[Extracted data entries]
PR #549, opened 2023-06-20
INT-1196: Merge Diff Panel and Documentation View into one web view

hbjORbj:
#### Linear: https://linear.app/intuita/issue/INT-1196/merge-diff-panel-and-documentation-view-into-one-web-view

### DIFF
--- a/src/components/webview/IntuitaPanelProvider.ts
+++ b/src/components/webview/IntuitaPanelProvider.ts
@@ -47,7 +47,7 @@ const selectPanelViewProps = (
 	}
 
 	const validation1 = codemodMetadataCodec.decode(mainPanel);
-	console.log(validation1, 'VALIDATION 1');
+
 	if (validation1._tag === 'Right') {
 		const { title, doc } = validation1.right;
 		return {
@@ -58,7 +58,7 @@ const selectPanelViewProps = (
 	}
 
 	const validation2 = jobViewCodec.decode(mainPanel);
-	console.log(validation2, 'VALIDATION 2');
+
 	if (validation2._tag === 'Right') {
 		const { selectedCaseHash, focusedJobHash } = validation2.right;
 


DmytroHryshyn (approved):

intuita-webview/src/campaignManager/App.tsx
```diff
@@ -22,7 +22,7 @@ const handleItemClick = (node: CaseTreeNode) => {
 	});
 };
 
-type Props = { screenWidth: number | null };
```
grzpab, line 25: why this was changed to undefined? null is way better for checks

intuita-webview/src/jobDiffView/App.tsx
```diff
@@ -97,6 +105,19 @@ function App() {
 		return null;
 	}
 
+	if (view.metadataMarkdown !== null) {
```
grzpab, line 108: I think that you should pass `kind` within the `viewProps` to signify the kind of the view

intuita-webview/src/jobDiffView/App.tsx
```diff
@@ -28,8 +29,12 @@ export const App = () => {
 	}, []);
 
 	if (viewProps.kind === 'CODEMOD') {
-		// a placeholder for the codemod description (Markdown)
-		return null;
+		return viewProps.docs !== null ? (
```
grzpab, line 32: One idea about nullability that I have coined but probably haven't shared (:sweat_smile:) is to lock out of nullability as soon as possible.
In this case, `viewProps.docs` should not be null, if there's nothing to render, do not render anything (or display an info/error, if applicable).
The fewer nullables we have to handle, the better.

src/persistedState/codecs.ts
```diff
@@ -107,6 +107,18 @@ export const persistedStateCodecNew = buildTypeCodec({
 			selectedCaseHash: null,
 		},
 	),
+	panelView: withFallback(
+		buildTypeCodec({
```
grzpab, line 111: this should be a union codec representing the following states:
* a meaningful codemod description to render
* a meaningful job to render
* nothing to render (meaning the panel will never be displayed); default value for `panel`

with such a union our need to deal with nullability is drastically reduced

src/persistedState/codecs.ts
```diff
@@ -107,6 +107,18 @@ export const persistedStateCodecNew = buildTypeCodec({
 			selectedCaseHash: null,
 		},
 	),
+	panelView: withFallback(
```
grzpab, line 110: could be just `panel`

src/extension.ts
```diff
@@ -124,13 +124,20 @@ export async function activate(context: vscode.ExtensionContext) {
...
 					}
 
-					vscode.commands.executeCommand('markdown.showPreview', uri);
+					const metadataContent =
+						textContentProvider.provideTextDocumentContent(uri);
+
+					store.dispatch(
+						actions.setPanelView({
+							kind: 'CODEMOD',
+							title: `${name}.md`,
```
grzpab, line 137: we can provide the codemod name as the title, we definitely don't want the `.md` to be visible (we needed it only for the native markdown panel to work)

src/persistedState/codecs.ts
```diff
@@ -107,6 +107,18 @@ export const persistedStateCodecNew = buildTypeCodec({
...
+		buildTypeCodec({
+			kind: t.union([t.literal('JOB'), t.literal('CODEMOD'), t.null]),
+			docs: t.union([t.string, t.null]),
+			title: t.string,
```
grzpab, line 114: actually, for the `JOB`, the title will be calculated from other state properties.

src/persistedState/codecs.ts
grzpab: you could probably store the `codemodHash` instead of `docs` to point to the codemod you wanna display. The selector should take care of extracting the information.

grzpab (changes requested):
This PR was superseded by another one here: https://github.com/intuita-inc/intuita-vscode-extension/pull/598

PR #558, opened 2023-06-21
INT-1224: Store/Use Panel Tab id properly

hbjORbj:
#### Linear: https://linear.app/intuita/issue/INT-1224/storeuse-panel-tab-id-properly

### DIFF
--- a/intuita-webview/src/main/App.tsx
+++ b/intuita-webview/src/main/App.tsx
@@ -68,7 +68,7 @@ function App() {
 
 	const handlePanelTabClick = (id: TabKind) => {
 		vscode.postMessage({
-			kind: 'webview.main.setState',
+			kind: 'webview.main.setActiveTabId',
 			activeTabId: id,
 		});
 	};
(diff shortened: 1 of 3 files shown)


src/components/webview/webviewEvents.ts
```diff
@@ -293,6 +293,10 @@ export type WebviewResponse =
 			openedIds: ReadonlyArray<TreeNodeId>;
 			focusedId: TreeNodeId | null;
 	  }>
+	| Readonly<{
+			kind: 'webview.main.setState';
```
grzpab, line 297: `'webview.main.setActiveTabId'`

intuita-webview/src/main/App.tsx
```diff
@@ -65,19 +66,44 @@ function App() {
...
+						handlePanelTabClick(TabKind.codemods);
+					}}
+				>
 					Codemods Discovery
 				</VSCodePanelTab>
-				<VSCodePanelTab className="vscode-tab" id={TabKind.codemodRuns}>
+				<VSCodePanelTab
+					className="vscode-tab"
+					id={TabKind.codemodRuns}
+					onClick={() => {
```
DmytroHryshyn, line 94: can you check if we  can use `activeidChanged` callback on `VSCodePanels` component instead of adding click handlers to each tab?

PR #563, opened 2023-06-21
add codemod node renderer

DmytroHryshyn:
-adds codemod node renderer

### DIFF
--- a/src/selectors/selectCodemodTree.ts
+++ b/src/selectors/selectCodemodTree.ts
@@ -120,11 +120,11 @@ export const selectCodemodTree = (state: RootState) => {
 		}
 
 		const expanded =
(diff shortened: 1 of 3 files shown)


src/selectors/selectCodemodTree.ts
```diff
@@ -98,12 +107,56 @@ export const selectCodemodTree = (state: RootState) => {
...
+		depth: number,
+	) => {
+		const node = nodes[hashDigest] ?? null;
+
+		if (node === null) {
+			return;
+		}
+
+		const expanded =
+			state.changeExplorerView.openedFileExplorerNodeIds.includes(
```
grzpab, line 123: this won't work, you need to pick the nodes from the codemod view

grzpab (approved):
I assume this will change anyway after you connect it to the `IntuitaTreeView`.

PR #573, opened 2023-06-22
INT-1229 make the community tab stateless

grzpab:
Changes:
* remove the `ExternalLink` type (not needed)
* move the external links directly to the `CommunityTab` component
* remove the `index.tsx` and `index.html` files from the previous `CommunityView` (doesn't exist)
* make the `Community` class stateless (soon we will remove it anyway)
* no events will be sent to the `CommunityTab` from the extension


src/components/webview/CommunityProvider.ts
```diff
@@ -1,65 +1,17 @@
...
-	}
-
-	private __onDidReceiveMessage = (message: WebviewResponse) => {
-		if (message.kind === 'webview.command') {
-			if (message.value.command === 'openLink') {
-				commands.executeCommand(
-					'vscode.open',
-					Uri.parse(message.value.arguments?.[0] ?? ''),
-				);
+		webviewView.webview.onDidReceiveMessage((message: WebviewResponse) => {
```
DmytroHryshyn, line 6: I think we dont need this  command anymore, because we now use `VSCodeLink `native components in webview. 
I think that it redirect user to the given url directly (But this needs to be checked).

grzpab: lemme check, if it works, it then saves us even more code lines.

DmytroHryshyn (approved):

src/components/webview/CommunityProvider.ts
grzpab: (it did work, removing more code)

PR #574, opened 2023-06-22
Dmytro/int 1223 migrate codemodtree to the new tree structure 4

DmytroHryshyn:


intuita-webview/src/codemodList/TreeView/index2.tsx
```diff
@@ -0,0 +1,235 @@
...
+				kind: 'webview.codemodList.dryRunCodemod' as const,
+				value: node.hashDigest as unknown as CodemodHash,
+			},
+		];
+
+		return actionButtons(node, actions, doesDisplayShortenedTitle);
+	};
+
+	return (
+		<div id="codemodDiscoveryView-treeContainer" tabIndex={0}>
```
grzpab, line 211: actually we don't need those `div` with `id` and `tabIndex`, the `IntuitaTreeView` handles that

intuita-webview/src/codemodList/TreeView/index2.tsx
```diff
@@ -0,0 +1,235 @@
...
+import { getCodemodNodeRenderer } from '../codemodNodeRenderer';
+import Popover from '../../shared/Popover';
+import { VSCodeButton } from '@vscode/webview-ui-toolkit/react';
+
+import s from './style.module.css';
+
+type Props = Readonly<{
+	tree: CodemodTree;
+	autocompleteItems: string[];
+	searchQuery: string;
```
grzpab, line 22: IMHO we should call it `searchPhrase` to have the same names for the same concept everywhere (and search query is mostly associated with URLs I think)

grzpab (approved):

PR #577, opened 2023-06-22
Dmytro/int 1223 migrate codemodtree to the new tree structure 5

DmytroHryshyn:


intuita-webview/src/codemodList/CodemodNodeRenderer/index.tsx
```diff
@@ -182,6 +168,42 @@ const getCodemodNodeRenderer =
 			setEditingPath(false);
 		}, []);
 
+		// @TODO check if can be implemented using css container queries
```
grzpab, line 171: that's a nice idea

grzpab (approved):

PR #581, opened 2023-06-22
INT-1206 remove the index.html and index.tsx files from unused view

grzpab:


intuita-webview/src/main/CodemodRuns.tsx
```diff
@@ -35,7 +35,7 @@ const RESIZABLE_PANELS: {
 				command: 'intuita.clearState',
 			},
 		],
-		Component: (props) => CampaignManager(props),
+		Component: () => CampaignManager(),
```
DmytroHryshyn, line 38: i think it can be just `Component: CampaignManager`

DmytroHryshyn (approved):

## [Your instructions]
Among the records above, find each line containing the string "return" and copy it.

## [Result for this exercise]
 		return {
 		return null;
-		return null;
+		return viewProps.docs !== null ? (
+			return;
+		return actionButtons(node, actions, doesDisplayShortenedTitle);
+	return (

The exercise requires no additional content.